Please return the full listing below without altering anything.

--- --- ---

PR #1396, opened 2023-07-20
Test azure usage attribute

sergiygetlin:


sergiygetlin:
This change was for testing only.

PR #1409, opened 2023-07-28
[BENCH-859] Handle duplicate delete requests from applications

dexamundsen:
error: cloud context delete fails
root cause: previous delete is still running and conflicts with cloud context delete
fix: don't create duplicate delete resource flights

sample flow:

- User calls resource delete, which times out but is still running on server
- User now calls Workspace delete (internally calls cloud context delete)
- Cloud context delete created a new delete flight for the resource (since the previous delete is running)
- Flight flight completes and resource entries are deleted in DB
- Second flight attempts to update DB entry for resource (to start delete) and fails with 'resource not found'

with above fix:

- Cloud context delete will create a new resource delete flight only if there is no existing delete flight for that resource
- If there exists a flight, add it to the list and wait for it as usual


zloery (approved):

ddietterich (approved):
Very tidy

PR #1415, opened 2023-08-02
PF-2713 - Update Sam auth domains when groups change (add only)

mikenev:
During a clone operation, if WSM notices that the groups change, then we'll send the new groups to Sam to add to the auth domain. Right now, we're only able to add new groups and cannot remove groups.

There's a TODO in this review to switch to using the service account rather than the user request. That's going to require a change in Sam since the service account is a manager and not an owner of the resource. It doesn't block the user-initiated clone/data-collection import scenario. It will block background syncing of policies (where an update on the data collection policy should propagate to the workspace). However, that piece isn't implemented yet and there are other portions of the flight that currently use the user request rather than the service account so we already have that dependency.


ddietterich (approved):
LGTM

zloery (approved):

--- --- ---

● Solved problem:
PR #1396, opened 2023-07-20
Test azure usage attribute

sergiygetlin:


sergiygetlin:
This change was for testing only.

PR #1409, opened 2023-07-28
[BENCH-859] Handle duplicate delete requests from applications

dexamundsen:
error: cloud context delete fails
root cause: previous delete is still running and conflicts with cloud context delete
fix: don't create duplicate delete resource flights

sample flow:

- User calls resource delete, which times out but is still running on server
- User now calls Workspace delete (internally calls cloud context delete)
- Cloud context delete created a new delete flight for the resource (since the previous delete is running)
- Flight flight completes and resource entries are deleted in DB
- Second flight attempts to update DB entry for resource (to start delete) and fails with 'resource not found'

with above fix:

- Cloud context delete will create a new resource delete flight only if there is no existing delete flight for that resource
- If there exists a flight, add it to the list and wait for it as usual


zloery (approved):

ddietterich (approved):
Very tidy

PR #1415, opened 2023-08-02
PF-2713 - Update Sam auth domains when groups change (add only)

mikenev:
During a clone operation, if WSM notices that the groups change, then we'll send the new groups to Sam to add to the auth domain. Right now, we're only able to add new groups and cannot remove groups.

There's a TODO in this review to switch to using the service account rather than the user request. That's going to require a change in Sam since the service account is a manager and not an owner of the resource. It doesn't block the user-initiated clone/data-collection import scenario. It will block background syncing of policies (where an update on the data collection policy should propagate to the workspace). However, that piece isn't implemented yet and there are other portions of the flight that currently use the user request rather than the service account so we already have that dependency.


ddietterich (approved):
LGTM

zloery (approved):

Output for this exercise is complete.